A Visually-Grounded Parallel Corpus with Phrase-to-Region Linking

Hideki Nakayama, Akihiro Tamura and Takashi Ninomiya

Visually-grounded natural language processing has become an important research direction in the past few years. However, majorities of the available cross-modal resources (e.g., image-caption datasets) are built in English and cannot be directly utilized in multilingual or non-English scenarios. In this study, we present a novel multilingual multimodal corpus by extending the Flickr30k Entities image-caption dataset with Japanese translations, which we name Flickr30k Entities JP (F30kEnt-JP). To the best of our knowledge, this is the first multilingual image-caption dataset where the captions in the two languages are parallel and have the shared annotations of many-to-many phrase-to-region linking. We believe that phrase-to-region as well as phrase-to-phrase supervision can play a vital role in fine-grained grounding of language and vision, and will promote many tasks such as multilingual image captioning and multimodal machine translation. To verify our dataset, we performed phrase localization experiments in both languages and investigated the effectiveness of our Japanese annotations as well as multilingual learning realized by our dataset.

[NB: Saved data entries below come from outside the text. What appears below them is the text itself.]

PR #123, opened 2023-02-13
Implement Color functions

ttencate:
Another small step towards #6.

This implements everything except the large list of named color constants and the getters/setters for hsv, since there are no autogenerated wrappers for either of those yet.

### DIFF
--- a/godot-core/src/builtin/color.rs
+++ b/godot-core/src/builtin/color.rs
@@ -4,21 +4,310 @@
  * file, You can obtain one at https://mozilla.org/MPL/2.0/.
  */
 
+use crate::builtin::inner::InnerColor;
+use crate::builtin::GodotString;
 use godot_ffi as sys;
+use std::ops;
 use sys::{ffi_methods, GodotFfi};
 
+/// Color built-in type, in floating-point RGBA format.
+///
+/// Channel values are _typically_ in the range of 0 to 1, but this is not a requirement, and
+/// values outside this range are explicitly allowed for e.g. High Dynamic Range (HDR).
 #[repr(C)]
-#[derive(Copy, Clone, Debug, PartialEq)]
+#[derive(Copy, Clone, Debug, PartialEq, PartialOrd)]
 pub struct Color {
+    /// The color's red component.
     pub r: f32,
+    /// The color's green component.
     pub g: f32,
+    /// The color's blue component.
     pub b: f32,
+    /// The color's alpha component. A value of 0 means that the color is fully transparent. A
+    /// value of 1 means that the color is fully opaque.
     pub a: f32,
 }
 
 impl Color {
-    pub fn new(r: f32, g: f32, b: f32, a: f32) -> Self {
+    // TODO implement all the other color constants using code generation
+
+    /// Transparent black.
+    pub const TRANSPARENT_BLACK: Color = Self::from_rgba(0.0, 0.0, 0.0, 0.0);
+
+    /// Transparent white.
+    ///
+    /// _Godot equivalent: `Color.TRANSPARENT`_
+    pub const TRANSPARENT_WHITE: Color = Self::from_rgba(1.0, 1.0, 1.0, 0.0);
+
+    /// Opaque black.
+    pub const BLACK: Color = Self::from_rgba(0.0, 0.0, 0.0, 1.0);
+
+    /// Opaque white.
+    pub const WHITE: Color = Self::from_rgba(1.0, 1.0, 1.0, 1.0);
+
+    /// Constructs a new `Color` with the given components.
+    pub const fn from_rgba(r: f32, g: f32, b: f32, a: f32) -> Self {
         Self { r, g, b, a }
+    }
+
+    /// Constructs a new `Color` with the given color components, and the alpha channel set to 1.
+    pub const fn from_rgb(r: f32, g: f32, b: f32) -> Self {
+        Self::from_rgba(r, g, b, 1.0)
+    }
+
+    /// Constructs a new `Color` with the given components as bytes. 0 is mapped to 0.0, 255 is
+    /// mapped to 1.0.
+    ///
+    /// _Godot equivalent: the global `Color8` function_
+    pub fn from_rgba8(r: u8, g: u8, b: u8, a: u8) -> Self {
+        Self::from_rgba(from_u8(r), from_u8(g), from_u8(b), from_u8(a))
+    }
+
+    /// Constructs a new `Color` with the given components as `u16` words. 0 is mapped to 0.0,
+    /// 65535 (`0xffff`) is mapped to 1.0.
+    pub fn from_rgba16(r: u16, g: u16, b: u16, a: u16) -> Self {
+        Self::from_rgba(from_u16(r), from_u16(g), from_u16(b), from_u16(a))
+    }
+
+    /// Constructs a new `Color` from a 32-bits value with the given channel `order`.
+    ///
+    /// _Godot equivalent: `Color.hex`, if `ColorChannelOrder::Rgba` is used_
+    pub fn from_u32_rgba(u: u32, order: ColorChannelOrder) -> Self {
+        let [r, g, b, a] = order.unpack(u.to_be_bytes());
+        Color::from_rgba8(r, g, b, a)
+    }
+
+    /// Constructs a new `Color` from a 64-bits value with the given channel `order`.
+    ///
+    /// _Godot equivalent: `Color.hex64`, if `ColorChannelOrder::Rgba` is used_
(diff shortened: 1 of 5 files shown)


godot-core/src/builtin/color.rs
```diff
@@ -4,30 +4,511 @@
...
+    /// Opaque black.
+    pub const BLACK: Color = Self::new(0.0, 0.0, 0.0, 1.0);
+
+    /// Opaque white.
+    pub const WHITE: Color = Self::new(1.0, 1.0, 1.0, 1.0);
+
+    /// Constructs a new `Color` with the given components.
+    pub const fn new(r: f32, g: f32, b: f32, a: f32) -> Self {
         Self { r, g, b, a }
     }
```
Bromeon, line 49: If we have the `from_*` constructors, we can remove `new()`. I don't think we need aliases here.

godot-core/src/builtin/color.rs
```diff
@@ -4,30 +4,511 @@
...
+    /// Constructs a new `Color` with the given color components, and the alpha channel set to 1.
+    pub const fn from_rgb(r: f32, g: f32, b: f32) -> Self {
+        Self::from_rgba(r, g, b, 1.0)
+    }
+
+    /// Constructs a new `Color` with the given components as bytes. 0 is mapped to 0.0, 255 is
+    /// mapped to 1.0. Equivalent of the global constructor function `Color8` in GDScript.
+    pub fn from_rgba8(r: u8, g: u8, b: u8, a: u8) -> Self {
+        Self::from_rgba(from_u8(r), from_u8(g), from_u8(b), from_u8(a))
+    }
```
Bromeon, line 65: > Equivalent of the global constructor function `Color8` in GDScript.

For dicts and arrays, I started introducing some sort of "standard notation" to quickly see how Rust symbols map to GDScript ones, here are some examples (last doc line in italics):

https://github.com/godot-rust/gdextension/blob/da04ee1efc7dac444473213177320d9b20986962/godot-core/src/builtin/dictionary.rs#L71-L80

https://github.com/godot-rust/gdextension/blob/da04ee1efc7dac444473213177320d9b20986962/godot-core/src/builtin/dictionary.rs#L113-L121

Do you think this would be applicable here, too? You could still mention "global constructor" for clarity.

godot-core/src/builtin/color.rs
```diff
@@ -4,30 +4,511 @@
...
+
+    /// Constructs a new `Color` with the given components as bytes. 0 is mapped to 0.0, 65535
+    /// (`0xffff`) is mapped to 1.0.
```
Bromeon, line 68: > with the given components as bytes

Copy-paste error? These are 16-bit integers, not bytes 🙂

godot-core/src/builtin/color.rs
```diff
@@ -4,30 +4,511 @@
...
+    /// - An HTML color code as accepted by [`Color::from_html`].
+    /// - The name of a built-in color constant, such as `BLUE` or `lawn-green`. Matching is case
+    ///   insensitive and hyphens can be used interchangeably with underscores. See the [list of
+    ///   color constants][color_constants] in the Godot API documentation, or the visual [cheat
+    ///   sheet][cheat_sheet] for the full list.
+    ///
+    /// Returns `None` if the string is neither a valid HTML color code nor an existing color name.
+    ///
+    /// [color_constants]: https://docs.godotengine.org/en/latest/classes/class_color.html#constants
+    /// [cheat_sheet]: https://raw.githubusercontent.com/godotengine/godot-docs/master/img/color_constants.png
```
Bromeon, line 113: Linking this is great, thanks! Is it still up-to-date for Godot 4?

godot-core/src/builtin/color.rs
```diff
@@ -4,30 +4,511 @@
...
+    pub fn from_string<S: Into<GodotString>>(string: S) -> Option<Self> {
+        let color = InnerColor::from_string(
+            string.into(),
+            Self::new(f32::NAN, f32::NAN, f32::NAN, f32::NAN),
+        );
+        // Assumption: the implementation of `from_string` in the engine will never return any NaN
+        // upon success.
```
Bromeon, line 120: If that's an assumption, should we not use `assert!`? We would then be forced to fix it when it occurs.

Or did you encounter NaNs somewhere?

godot-core/src/builtin/color.rs
```diff
@@ -4,30 +4,511 @@
...
+            Some(color)
+        }
+    }
+
+    /// Equivalent to [`Color::from_hsva`] with `a` set to 1.0.
+    pub fn from_hsv(h: f64, s: f64, v: f64) -> Self {
+        InnerColor::from_hsv(h, s, v, 1.0)
+    }
+
+    /// Equivalent to [`Color::from_ok_hsl`] with `a` set to 1.0.
```
Bromeon, line 133: Did you mean `from_ok_hsla`?

godot-core/src/builtin/color.rs
```diff
@@ -4,30 +4,511 @@
...
+        // Assumption: the implementation of `from_string` in the engine will never return any NaN
+        // upon success.
+        if color.r.is_nan() {
+            None
+        } else {
+            Some(color)
+        }
+    }
+
+    /// Equivalent to [`Color::from_hsva`] with `a` set to 1.0.
```
Bromeon, line 128: This is currently not existing, planned for adding?
Is it needed when we have `with_alpha()`?

itest/rust/src/color_test.rs
```diff
@@ -0,0 +1,126 @@
...
+        Color::from_string("white"),
+        Some(Color::from_rgba(1.0, 1.0, 1.0, 1.0))
+    );
+    assert_eq!(
+        Color::from_string("#abcd"),
+        Some(Color::from_rgba8(0xaa, 0xbb, 0xcc, 0xdd))
+    );
+    assert_eq!(Color::from_string("#abcde"), None);
+    assert_eq!(Color::from_string(""), None);
+    assert_eq!(Color::from_string("octarine"), None); // Sorry, Rincewind.
```
Bromeon, line 89: Had to look up that reference 🙂

Bromeon (commented):
Thanks a lot! I really like the `ColorChannelOrder` abstraction 🙂

godot-core/src/builtin/color.rs
Bromeon: Maybe we can also not use italics, and instead put the "Godot equivalent:" part in bold:
```rs
/// **Godot equivalent:** `dict.get(key, null)`
```

Might render better, would need to check.

godot-core/src/builtin/color.rs
ttencate: The links go straight to the `latest` docs, so if anything, it'll be _too_ up-to-date :)

godot-core/src/builtin/color.rs
ttencate: `from_string` does not report errors, but instead returns the passed `default` colour if it fails. Since we want to return `Option` in Rust, I'm detecting this case by passing a `default` color consisting of all NaNs.

godot-core/src/builtin/color.rs
ttencate: Oh, sorry, I removed those `*a` variants in favour of `with_alpha` to keep the API surface more orthogonal.

godot-core/src/builtin/color.rs
Bromeon: Ah, makes sense, thanks! That's a cool trick.

Now we should see if we can trick Godot's `from_string` to accept NaNs 😛

godot-core/src/builtin/color.rs
```diff
@@ -4,30 +4,511 @@
...
+use std::ops;
 use sys::{ffi_methods, GodotFfi};
 
+/// Color built-in type, in floating-point RGBA format.
+///
+/// Channel values are _typically_ in the range of 0 to 1, but this is not a requirement, and
+/// values outside this range are explicitly allowed for e.g. High Dynamic Range (HDR).
 #[repr(C)]
-#[derive(Copy, Clone, Debug, PartialEq)]
+#[derive(Copy, Clone, Debug, PartialEq, PartialOrd)]
```
Bromeon, line 18: Do you know if the ordering relation is also component-wise (r, g, b, a) in Godot?

godot-core/src/builtin/color.rs
ttencate: I like that. Done.

godot-core/src/builtin/color.rs
ttencate: It is.

ttencate:
Pushed. Going to try this one without amending all the time. Let me know once we're ready to squash.

Bromeon:
Thanks a lot!

bors r+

Multilingual Dictionary Based Construction of Core Vocabulary

Winston Wu, Garrett Nicolai and David Yarowsky

We propose a new functional definition and construction method for core vocabulary sets for multiple applications based on the relative coverage of a target concept in thousands of bilingual dictionaries. Our newly developed core concept vocabulary list derived from these dictionary consensus methods achieves high overlap with existing widely utilized core vocabulary lists targeted at applications such as first and second language learning or field linguistics. Our in-depth analysis illustrates multiple desirable properties of our newly proposed core vocabulary set, including their non-compositionality. We employ a cognate prediction method to recover missing coverage of this core vocabulary in massively multilingual dictionary construction, and we argue that this core vocabulary should be prioritized for elicitation when creating new dictionaries for low-resource languages for multiple downstream tasks including machine translation and language learning.


Common Voice: A Massively-­Multilingual Speech Corpus

Rosana Ardila, Megan Branson, Kelly Davis, Michael Kohler, Josh Meyer, Michael Henretty, Reuben Morais, Lindsay Saunders, Francis Tyers and Gregor Weber

The Common Voice corpus is a massively-­multilingual collection of transcribed speech intended for speech technology research and development. Common Voice is designed for Automatic Speech Recognition purposes but can be useful in other domains (e.g. language identification). To achieve scale and sustainability, the Common Voice project employs crowdsourcing for both data collection and data validation. The most recent release includes 29 languages, and as of November 2019 there are a total of 38 languages collecting data. Over 50,000 individuals have participated so far, resulting in 2,500 hours of collected audio. To our knowledge this is the largest audio corpus in the public domain for speech recognition, both in terms of number of hours and number of languages. As an example use case for Common Voice, we present speech recognition experiments using Mozilla’s DeepSpeech Speech­-to-­Text toolkit. By applying transfer learning from a source English model, we find an average Character Error Rate improvement of 5.99 ± 5.48 for twelve target languages (German, French, Italian, Turkish, Catalan, Slovenian, Welsh, Irish, Breton, Tatar, Chuvash, and Kabyle). For most of these languages, these are the first ever published results on end­-to­-end Automatic Speech Recognition.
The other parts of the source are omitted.